Only those lines running from the start of the listing below through the line that holds "- [ ] Would" are to be written out, exactly and in full.

Given information section start

PR #5583, opened 2026-01-06
#5582 - Supporting Users Update Search Date of Birth Format

tiago-graf:
- Updates the supporting users search page, adds the standard ISO format for the date of birth search field.


weskubo-cgi (approved):
Looks great. Tested explicit format compared to existing version with inherited format. Can we add a screenshot to the description?

Issue #3553, opened 2024-07-23
Revise Impact of BC Lifetime Max Restriction to only block Loan


HRAGANBC:
**User Story**
As a student, I want a BC Lifetime Max to result in ineligibility for particular funding types

**Acceptance Criteria**
- [ ] Revise the impact of the BCLM restriction to block _only the BC Loan they are still eligible for BC grants. 
- [ ] Need to create a new outcome for restrictions to accommodate this as the current block BC funding is used for Bankruptcy correctly. 
- [ ] Would be ok to introduce new action or split the previous action into grant and loan separately 
- [ ] If the splitting path is chosen all restrictions other then BCLM that use (Stop full time bc funding) should have the block both created options applied.

**Technical ACs**
- [ ] Split 'Stop Full Time BC Funding' into 'Stop Full-time BC Grant Funding' and 'Stop Full-time BC Loan Funding'. (Do not need to split PT)
- [ ] Review possibility of using effective conditions

**Current Behaviour**
- BCLM currently results in blockage of all BC Funding Types associated with Full-Time. 

<img width="676" src="https://api.zenhub.com/attachedFiles/eyJfcmFpbHMiOnsibWVzc2FnZSI6IkJBaHBBOGNBQmc9PSIsImV4cCI6bnVsbCwicHVyIjoiYmxvYl9pZCJ9fQ==--3202bba05a6248784a85b7e91fab64a02928934b/image.png" alt="image.png" />

Joshua-Lakusta:
@Joshua-Lakusta review function and is critical

PR #5592, opened 2026-01-08
#3553 - Revise Impact of BC Lifetime Max Restriction to only block Loan

andrewsignori-aot:
- Split the `StopFullTimeBCFunding` into `StopFullTimeBCLoan` and `StopFullTimeBCGrants` to allow restriction to be configured with a more granular option.
- Renamed the `StopPartTimeBCFunding` to `StopPartTimeBCGrants` since part-time has no loan.
- Update restrictions `B2D`, `B3D`, `B2`, `Z1` to use the new action types, keeping their existing behavior.
- Update restrictions `BCLM` to block only BC Loan while still allowing grants disbursements.
- Restrictions bypass conditions to list restrictions were adapted to include the new restriction action types.

## E2E Tests

- Existing BCLM tests adapted to validate if grants are still disbursed.
- Created a new test to ensure different restriction IDs are correctly associated with blocked awards.
- Some E2E tests were selecting an institution restriction when the context required a student restriction due to the lack of some where conditions. Restriction provincial type was used for those scanrios.

## Migration Rollback

image

### DIFF
--- a/sources/packages/backend/libs/integrations/src/services/disbursement-schedule/e-cert-processing-steps/e-cert-steps-utils.ts
+++ b/sources/packages/backend/libs/integrations/src/services/disbursement-schedule/e-cert-processing-steps/e-cert-steps-utils.ts
@@ -16,7 +16,7 @@ import { isRestrictionActionEffective } from "./e-cert-steps-restriction-utils";
 /**
  * Map of restriction action types associated with the offering intensity.
  */
-const RESTRICTION_ACTION_TYPE_INTENSITY_MAP = new Map([
+const STOP_FUNDING_ACTION_INTENSITY_MAP = new Map([
   [
     OfferingIntensity.fullTime,
     [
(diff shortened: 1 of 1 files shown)


sources/packages/backend/apps/queue-consumers/src/processors/schedulers/esdc-integration/ecert-integration/_tests_/ecert-part-time-process-integration.scheduler.e2e-spec.ts
```diff
@@ -1414,9 +1416,12 @@ describe(
...
+        select: { id: true },
         where: {
+          restrictionType: RestrictionType.Provincial,
+          actionEffectiveConditions: IsNull(),
           actionType: ArrayContains([
-            RestrictionActionType.StopPartTimeBCFunding,
+            RestrictionActionType.StopPartTimeBCGrants,
           ]),
         },
       });
```
dheepak-aot: As we are seeing this very often, it seems like a good candidate to be in factory.

dheepak-aot (approved):
Great work and improvement to the granularity of the funding type restrictions. 👍

Issue #5144, opened 2025-09-05
Ministry: display Badge if Institution is restricted


AnnaPBashkatova:
As a Ministry User, I want to see a badge on Institution Page when Institution has an Active restriction on their account.

## **Acceptance Criteria**

- [ ] If institution has an active restriction, display the "Active restrictions" badge besides the "Designated" badge on Ministry site.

Given information section end

• _Exercise result_
PR #5583, opened 2026-01-06
#5582 - Supporting Users Update Search Date of Birth Format

tiago-graf:
- Updates the supporting users search page, adds the standard ISO format for the date of birth search field.


weskubo-cgi (approved):
Looks great. Tested explicit format compared to existing version with inherited format. Can we add a screenshot to the description?

Issue #3553, opened 2024-07-23
Revise Impact of BC Lifetime Max Restriction to only block Loan


HRAGANBC:
**User Story**
As a student, I want a BC Lifetime Max to result in ineligibility for particular funding types

**Acceptance Criteria**
- [ ] Revise the impact of the BCLM restriction to block _only the BC Loan they are still eligible for BC grants. 
- [ ] Need to create a new outcome for restrictions to accommodate this as the current block BC funding is used for Bankruptcy correctly. 
- [ ] Would be ok to introduce new action or split the previous action into grant and loan separately 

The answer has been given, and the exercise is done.